= Alessandro Fantera =

Alessandro Fantera (born January 10, 1997) is an Italian painter and musician. Born in Voronezh, Russia, he was adopted by an Italian family and grew up in Tivoli. He is based in Bologna. His work combines realist painting techniques with religious and contemporary subjects.

== Early life and education ==
Fantera was born in Voronezh, Russia, and spent his early childhood in several orphanages before being adopted by Italian parents at the age of six. He subsequently grew up in Tivoli, Italy.

He attended an art high school in Tivoli while pursuing musical studies. He studied classical piano and harpsichord at the Luigi Cherubini Conservatory in Florence. During this period, he worked with pianist Francesca Maggini, who introduced him to the painter Silvestro Pistolesi, a former pupil of Pietro Annigoni.

Under Pistolesi's guidance, Fantera began studying realist painting. During this period he produced Peccato numero 8 ("Sin Number 8"), one of his early works.

== Artistic development ==
Alongside his musical studies, Fantera studied the techniques of earlier painters through copies of works including Martha and Mary Magdalene by Caravaggio, Madonna of the Chair by Raphael, The Kiss by Francesco Hayez, Sunflowers by Vincent van Gogh and paintings from Claude Monet's Poppies series. This practice contributed to his interest in figurative painting and realist techniques.

== Bologna and religious works ==
Fantera moved to Bologna in October 2022. Following a meeting with Cardinal Matteo Zuppi, he began working on a religious painting connected with the Basilica of San Petronio.

After a series of studies on religious subjects conducted with writer Francesco Lisbona, Fantera produced an oil painting measuring 180 × 130 cm. The work was painted inside the Basilica of San Petronio, in the Chapel of Saint Barbara.

In September 2024, Peccato numero 8 was exhibited in the Chapel of Saint Bridget at the Basilica of San Petronio during the event "Memorare '24: Dance and Song for Peace". The exhibition was organised following an invitation from Vittoria Cappelli.

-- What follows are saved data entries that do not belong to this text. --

PR #301, opened 2017-04-13
 apply fitToViewer before zooming into clade to make sure that zoomed…

wdingx:
After panning the tree, clicking on branch executes function zoomIntoClade but the zoomed area can extend beyond viewer. 
Adding fitToViewer before zoomIntoClade will ensure that the zoomed region always fits the viewer.


trvrb:
Thanks @wdingx. Definite improvement. Merging.

PR #302, opened 2017-04-14
Fix default georesolution map bug

sidneymbell:
Appears to also fix the default coloring issue.


trvrb:
The desired default state of `country` shouldn't be buried in the logic of `loadData`:

https://github.com/nextstrain/auspice/pull/302/files#diff-4dc7fd61bd86087afe91768c79f27934R64

The ability to set default from `globals` should be maintained:

https://github.com/nextstrain/auspice/pull/302/files#diff-1789c8dd3ea02256186b9024c4238fbdR56

`globals` should consolidate these decisions as much as possible.

Also, if a tree has `country` and `region` and `division` you need to be able to specify default resolution in `meta.json`.

jameshadfield:
I vote to make it essential to specify in meta.json

trvrb:
My thinking was generally to have defaults in `globals`, but allow overwriting via `meta.json`. If we make it mandatory to specify geo resolution in `meta.json`, where do we stop with mandatory defaults? Would we need to specify tree layout and tree branch length metric as well?

trvrb:
My proposed behavior would be:

1. Start `geoResolution` out with whatever is specified in `globals.defaultGeoResolution`. Country seems like a useful baseline.

2. If `defaultGeoResolution` is specified in `meta.json`, then overwrite `geoResolution` with whatever is in `meta.json`.

3. Check `tree.json` to see if current `geoResolution` exists as an attr. If it does not exist, move up the resolution stack until a matching attr is found, ie. if `division` is specified, but tree lacks `division`, then move up to `country` and if then if tree lacks `country` move up to `region`.

sidneymbell:
@trvrb - Thanks for looking at this, sorry for the slow response (just saw this).

I think the proposed behavior above makes sense. (3) is already implemented here. I'll see if I can tweak things today to get (1) and (2) in order.

And yes, I can switch to a `master` PR at that point with issue linkage (just was still a bit wary about `master` given my newbie-ness, and it's currently a dengue-specific fix). Sorry about that / thanks for the suggestion.

sidneymbell:
Now fixes the dengue map. Will make a separate branch to fix the default color by and date range.

colinmegill:
This brought in James' changes, so we can wait to merge until that branch is also ready. This now renders map and includes a default.

sidneymbell:
Now also includes James' fix to the default colorby. Works for dengue. Only remaining issue with dengue is the default date range.

trvrb:
Closing this in favor of #314.

PR #310, opened 2017-04-27
analysis slider (if specified in meta.json)

jameshadfield:
This PR adds an "analysis date slider" when the option is specified in the meta.json file. 

Analysis date is already used as a `colorBy` in H7N9 - http://www.nextstrain.org/flu/h7n9/ha?c=fauna_date&r=division - and the new slider can be seen here - http://auspice-dev.herokuapp.com/flu/h7n9/ha?c=fauna_date&r=division

I probably won't merge until zika / ebola have been updated to have this as a `colorBy`


trvrb:
@jameshadfield --- Nice work! There were just a couple things that I think need updating here before the analysis slider can be live.

* Dates in the analysis date slider should be proper calendar dates. Like in the date slider.
* I'd suggest moving analysis date slider to the filters section. This is because it acts as a filter (pruning tips) rather than acting like the date slider, which also prunes branches. I also think it would be good to have this less prominent. It's a really nice feature, but should not be above "Color By".

I'm going to merge this because we need your modifications to `loadData` for downstream branches by @sidneymbell.

Issue #315, opened 2017-04-29
Provide defaults for colorBy, distanceMeasure and layout


trvrb:
The improvements to `colorBy` to get dengue working are definitely helpful. Currently, we default `colorBy` to the first element in `color_options` in `meta.json` as originally specced. This is safe and will result in a valid initial coloring. However, there is no real control in augur for what order `color_options` are read into the JSON. We need to provide a stated default like what's provided for `geoResolution` for `colorBy` as well. I'd suggest that this piece of `meta.json` could expand for other defaults as well, like so:

```
defaults: {
  geoResolution: "region",
  colorBy: "ep",
  distanceMeasure: "div",
  layout: "rect"
},
```

If a default is present here then this would override the current selection of the first element in `color_options`:

https://github.com/nextstrain/auspice/blob/master/src/reducers/controls.js#L153

If elements are missing from `defaults` in `meta.json` (or if `defaults` is missing entirely) then just keep what's specified as default in `globals`.

trvrb:
Oh. This was the issue that PR #316 fixed. Closing now.

PR #313, opened 2017-04-28
Sidebar errors

jameshadfield:
Fixes #307 #308 #312

PR #316, opened 2017-04-29
Add meta.JSON defaults for layout, colorBy, and distanceMeasure.

sidneymbell:
Fixes issue #316


trvrb:
Awesome. Thanks @sidneymbell!

Small etiquette note. You don't want to say "fixes #316" when #316 is the PR itself. The "fixes" keyword will tie the PR to an existing issue. You can have a PR that fixes multiple issues like #313. A little weird that PRs and issues share the same numbering system, but whatever...

trvrb:
For posterity, this fixed #315.

PR #319, opened 2017-05-02
fix-295

### LINKED ISSUE #295: Grid is not updating properly when changing dataset
On current `master` (05038e75694aedb35efc61b399a7871e5613f05f) there is a bug when changing between datasets. Loading the app and toggling between Ebola and Zika will result in the tree changing, but the grid remaining the same as the previous dataset. Mousing over anything (causing a rerender) updates the grid to what it should be.

jameshadfield:
fixes #295


trvrb:
This looks great. Thanks @jameshadfield!

Issue #306, opened 2017-04-25
display notifications / warnings / errors


jameshadfield:
I'd like to implement a system similar to https://github.com/atom/notifications

Namely, a `notifications` component and reducer plus some actions

thoughts?

jameshadfield:
current progress on branch `notifications`

![notification](https://cloud.githubusercontent.com/assets/8350992/25644491/659add90-2f5b-11e7-8066-49c4434f679d.gif)

jameshadfield:
to do:
- [ ] persist "error" notifications

jameshadfield:
See branch `notifications`

trvrb:
@jameshadfield: I see the `awaiting_merge` flag. Are you suggesting that `notifications` be PRed? Or that you're waiting on a different branch to be merged before you can proceed here?

trvrb:
@jameshadfield: Can you PR `notifications`? Seems to be the proper way to request feedback.

jameshadfield:
now merged

PR #324, opened 2017-05-06
Notifications

jameshadfield:
I think a PR is more appropriate than issue #306 

Note that no notifications are currently triggered from proper errors, and of course the buttons on the splash page should be removed.


trvrb:
This is a fantastic direction @jameshadfield. I'm wondering however, if this isn't better discussed as the original issue #306 and then go with the PR when it's ready for code review. But perhaps the functionality is ready to go in even if no notifications are triggered as of yet?

jameshadfield:
agreed!

jameshadfield:
reopening as per @trvrb's request

trvrb:
This is a good general direction. The notifications behave well, though I have to admit, I'm somewhat at a loss for when to exactly use these. Seems perhaps distracting to pop up a notification when switching datasets for example. I'm entirely sure though. The functionality seems good, just have to figure out the most appropriate use case.

PR #326, opened 2017-05-16
Mugration

### LINKED ISSUE #256: Tree confidence inferred state fade
- [ ] mouse over shows probability
- [ ] opacity E [0,1] - [Lemey et al 2014](http://bedford.io/papers/lemey-air-travel/)
- [ ] mouse over potentially shows probability info box (time as well?)

jameshadfield:
This PR aims to communicate likelihood values of geo-inferred states ("mugration") via branch opacity and a table in the info panel. It uses a (not-yet-pushed) version of augur to export the values

to-do list:
- [x] what colour should the branch be on hover?
- [x] store the data more efficiently in the JSON. Update: gzipped tree files increased from 81kb to 96kb (likelihoods for two geo traits, zika dataset). This is OK I think.
- [x] improve styling of table in info panel
- [x] radio button controls

Would close #256

thoughts @rneher @trvrb ?


jameshadfield:
to run you'll need updated JSONs. SOmething like this should work:
```
cd <augur>
git fetch
git checkout mugration_confidence
cd zika
python zika.prepare.py
python zika.process.py
cp auspice/*json ../../auspice/data/ #maybe different for you
```
then, in the auspice directory
```
node dev-server.js local
```

jameshadfield:
image

PR #703, opened 2019-02-04
404 page preserves URL

### LINKED ISSUE #700: 404 page should preserve URL
Currently, if auspice 404s it punts back to the base URL. For example, http://nextstrain.org/zika1 404s, but the URL is changed to https://nextstrain.org/. I don't think this is good behavior. Often, there's just a slight misspelling and this also breaks the use of the back button. I believe 404s should resolve as they do on bedford.io for example: https://bedford.io/zika.

jameshadfield:
Closes #700 -- see that issue for more information.

### DIFF
--- a/src/actions/navigation.js
+++ b/src/actions/navigation.js
@@ -76,10 +76,11 @@ export const changePage = ({
   }
 };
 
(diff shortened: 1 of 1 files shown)


trvrb:
This looks great! Thanks James.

On October 4, 2024, during the patronal feast of Saint Petronius, Fantera exhibited San Petronio and the Angel in the Basilica of San Petronio. The work remained on display for approximately one month and was subsequently transferred to the Archdiocese of Bologna.

== The Exiled Family ==
Following his exhibitions in Bologna, Fantera developed a project for the 2025 Jubilee in collaboration with Francesco Lisbona, art critic Milena Naldi and architect Pierluigi Cervellati.

The project was accepted by the Dicastery for Promoting Integral Human Development. The resulting work, The Exiled Family (La Famiglia Esule), is an oil on canvas depicting a moment from the Holy Family's Flight into Egypt. The painting incorporates contemporary references to displacement and conflict.

The Exiled Family was presented on January 16, 2026, at Palazzo San Callisto in Rome, the headquarters of the Dicastery for Promoting Integral Human Development.

== Latest work ==
Fantera's latest work is The Veil of Time. It will be presented on June 10, 2026, at Palazzo Medici Riccardi (Florence), in the Luca Giordano Hall, during the ceremony of the Gradiva International Poetry Prize.

== Style and themes ==
Fantera's work is primarily associated with figurative and realist painting. His production includes religious subjects as well as works addressing contemporary social themes. His paintings frequently employ traditional techniques and compositional models while placing sacred subjects in relation to contemporary contexts.